# Panjabi: تیرے کلیجے نون لونڑ لا کے کھاواں !



## Qureshpor

I hope friends familiar with Punjabi will be able to join in this thread and help me to understand the verb format of the following sentence, which is a statement and not a question.

تیرے کلیجے نوں لونڑ لا کے کھاواں 

I have no one in mind when I am citing the above example! My iron and salt level is there or thereabouts. I am curious how one would depict the tense for کھاواں into English. What English sense would this sentence conjure up in your mind ?


----------



## panjabigator

How about "I should season your liver and eat it!" I'm translating the subjunctive mood at "I should." Thoughts?


----------



## shahmukhi

تسی پہلے ایہہ دسو ایتھے نمک لکھ رہے ہو یا سالن مطلب ہے؟


----------



## Qureshpor

^ "I have no one in mind when I am citing the above example! My iron and *salt* level is there or thereabouts."


----------



## Qureshpor

panjabigator said:


> How about "I should season your liver and eat it!" I'm translating the subjunctive mood at "I should." Thoughts?
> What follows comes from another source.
PR #183, opened 2025-11-06
fix!: make "core" `broadcast` in-place only

### LINKED ISSUE #182: `Broadcast` struct cannot be specialized for MPI
The `Broadcast` struct introduced in #128
https://github.com/kokkos/kokkos-comm/blob/f9a01894a61550b126f51a9b63b6780907e9559b/src/KokkosComm/fwd.hpp#L50-L52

Thank you PG SaaHib for your interpretation. My question would be this. Would you feel totally comfortable with your English expression?


----------



## marrish

Qureshpor said:


> تیرے کلیجے نوں لونڑ لا کے کھاواں
> 
> 
> shahmukhi said:
> 
> 
> 
> تسی پہلے ایہہ دسو ایتھے نمک لکھ رہے ہو یا سالن مطلب ہے؟
Click to expand...

 شاید ایہہ جملا اینج لکھیا جا سکدا اے:
تیرے کلیجے نوں لوڻ لاء کے کھاواں

کہ کوئی غلط فہمی نا روے۔ لوڻ مطلب نمک
لوںڑ وی چنگا اے!۔


----------



## shahmukhi

تیرے کلیجے نوں لُون لا کے کھاواں 

 ایہہ اک خواہش ہے ایس لئی انگریزی ایداں ہونی چاہی دی ہے۔

 I wish I could eat your liver with salt.


----------



## Qureshpor

This leaves Alfaaz and Marrish SaaHiban. Any views gents?


----------



## marrish

ˆ





Qureshpor said:


> I hope friends familiar with Punjabi will be able to join in this thread and help me to understand the verb format of the following sentence, which is a statement and not a question.
> 
> تیرے کلیجے نوں لونڑ لا کے کھاواں
> 
> I have no one in mind when I am citing the above example! My iron and salt level is there or thereabouts. I am curious how one would depict the tense for کھاواں into English. What English sense would this sentence conjure up in your mind ?


I'd agree with PG SaaHib in his description of this verbal formation (subjunctive), which is used on its own in the simple sentence, not as a subjunctive in a related clause. In this function I believe it can be translated as:

Would that I'd eat up your liver with a good pinch of salt!
I'm feeling like eating up your liver with a good pinch of salt!


----------



## Qureshpor

^ Supposing the sentence was in the plural.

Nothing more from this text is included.